● **Problem details**
Which lines of the records below contain the word "color"? Report each of them in full.

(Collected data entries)
PR #3895, opened 2015-09-11
[ticket/14154] Add extension composer name as tooltip

Zoddo:
[PHPBB3-14154](https://tracker.phpbb.com/browse/PHPBB3-14154)

### DIFF
--- a/phpBB/adm/style/acp_ext_list.html
+++ b/phpBB/adm/style/acp_ext_list.html
@@ -48,7 +48,7 @@
 		</tr>
 		<!-- BEGIN enabled -->
 		<tr class="ext_enabled">
-			<td><strong>{enabled.META_DISPLAY_NAME}</strong></td>
+			<td><strong title="{enabled.NAME}">{enabled.META_DISPLAY_NAME}</strong></td>
 			<td style="text-align: center;">
 				<!-- IF enabled.S_VERSIONCHECK -->
 				<strong <!-- IF enabled.S_UP_TO_DATE -->style="color: #228822;"<!-- ELSE -->style="color: #BC2A4D;"<!-- ENDIF -->>{enabled.META_VERSION}</strong>
@@ -73,7 +73,7 @@
 		</tr>
 		<!-- BEGIN disabled -->
 		<tr class="ext_disabled">
-			<td><strong>{disabled.META_DISPLAY_NAME}</strong></td>
+			<td><strong title="{disabled.NAME}">{disabled.META_DISPLAY_NAME}</strong></td>
 			<td style="text-align: center;">
 				<!-- IF disabled.S_VERSIONCHECK -->
 				<strong <!-- IF disabled.S_UP_TO_DATE -->style="color: #228822;"<!-- ELSE -->style="color: #BC2A4D;"<!-- ENDIF -->>{disabled.META_VERSION}</strong>
--- a/phpBB/includes/acp/acp_extensions.php
+++ b/phpBB/includes/acp/acp_extensions.php
@@ -369,6 +369,7 @@ class acp_extensions
 
 		foreach ($enabled_extension_meta_data as $name => $block_vars)
 		{
+			$block_vars['NAME'] = $name;
 			$block_vars['U_DETAILS'] = $this->u_action . '&amp;action=details&amp;ext_name=' . urlencode($name);
 
 			$this->template->assign_block_vars('enabled', $block_vars);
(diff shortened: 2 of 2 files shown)


Nicofuma:
I'd rather have it with a float:right or with brackets

Zoddo:
@Nicofuma : Oh, yes, I've forgot the brackets!

VSEphpbb:
I don't like this. This is what the **Details** link is for if a user really must know. This just adds clutter and inconsistency. It seems to be addressing a problem that doesn't really exist.

dragosvr92:
VSE, i have fully explained why this is needed. After you uninstall an extension, you need to know where to browse to delete the extension files. Why should we have to check the details to find out where it is installed? But, if it is indeed considered disturbing, maybe it would be best to have the clean name on all extensions while we hover on their Extension name, as i suggested in the ticket. There is a topic and a ticket where we can discuss this.

VSEphpbb:
Having the clean name everywhere is a disaster. Nobody has ever complained of this, it's just not been an issue. The details link, 1 click, has all the info you need.

dragosvr92:
Its not everywhere. It is somewhere where people need it. People also never complained publicly about the difficulty to follow an extension, without a hover highlighter on the extensions list. Besides me. And you wrote the patch for it yesterday. 

When you are set to remove an extension, you have two steps in mind; disable it, then you need to know where it is stored and go delete its files. Why add the Check details page to see where it is stored, in between? Checking the Details page for the path can be frustrating. 

I have already suggested moving the clean name to the title twice. What you saying ? :P

VSEphpbb:
We are currently working on an extension management interface that should eliminate the need to go to FTP, so this whole topic is going to be a moot point soon. ;)

dragosvr92:
Nice. Can i have a peek in its current design? :grinning: I am guessing that the extension management would go out in 3.2 or 4.0. So, we could add this as a title hover until then. It is easy enough to merge.

VSEphpbb:
I have always complained about the row thing. Just last week in #phpbb-dev: 
> VSE: Anyone else think it'd be nice to have hover row highlighting in the ACP extensions manager?

Also, bear in mind. People don't normally remove an extension one day out of the blue. They install one. they update one. Both of which involve immediate handling of the package, so they know what it's called. Normally when somebody uninstalls an extension, it's in close proximity time-wise to when they installed (as in they realize they don't like it or have problems because of it). It's just very rare that users decide to uninstall one so far away from the time when they know what the package naming was.

VSEphpbb:
> Nice. Can i have a peek in its current design? :grinning: I am guessing that the extension management would go out in 3.2 or 4.0. So, we could add this as a title hover until then. It is easy enough to merge.

A hover/title attribute would be OK, even into the future. Yes, you will be able to see the code once PRs start popping up.

dragosvr92:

● **Task result**
 				<strong <!-- IF enabled.S_UP_TO_DATE -->style="color: #228822;"<!-- ELSE -->style="color: #BC2A4D;"<!-- ENDIF -->>{enabled.META_VERSION}</strong>
 				<strong <!-- IF disabled.S_UP_TO_DATE -->style="color: #228822;"<!-- ELSE -->style="color: #BC2A4D;"<!-- ENDIF -->>{disabled.META_VERSION}</strong>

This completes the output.